_Problem details:_
Retype only the lines at the head of the records, first through the one with "enable reading parts", exactly as written.

Data Start Marker

PR #713, opened 2025-10-15
STARBackend.{aspirate,disense} auto_surface_following_distance parameter

rickwierenga:
Add a parameter to automatically compute the `surface_following_distance` parameter for STARBackend.{aspirate,disense} operations.

Nicely used with #712, but it can also be used with explicitly set `liquid_height`.


rickwierenga:
TODO: figure out how surface_following_distance works on dispense

rickwierenga:
it goes up instead of down, makes sense

PR #717, opened 2025-10-16
partial plate reading

rickwierenga:
enable reading parts (certain wells) of plates

all plate reader integrations in PLR so far require reading the entire plate

this PR enables reading parts of plates on the cytation, and updates the standard to support this by having the plate reading methods return `List[List[Optional[float]]]` instead of `List[List[float]]`


rickwierenga:
```python
await pr.read_luminescence(
  focal_height=4.5,
  integration_time=0.8,
  wells=plate["A1:B12"]
)
```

Data End Marker

_Task result:_
PR #713, opened 2025-10-15
STARBackend.{aspirate,disense} auto_surface_following_distance parameter

rickwierenga:
Add a parameter to automatically compute the `surface_following_distance` parameter for STARBackend.{aspirate,disense} operations.

Nicely used with #712, but it can also be used with explicitly set `liquid_height`.


rickwierenga:
TODO: figure out how surface_following_distance works on dispense

rickwierenga:
it goes up instead of down, makes sense

PR #717, opened 2025-10-16
partial plate reading

rickwierenga:
enable reading parts (certain wells) of plates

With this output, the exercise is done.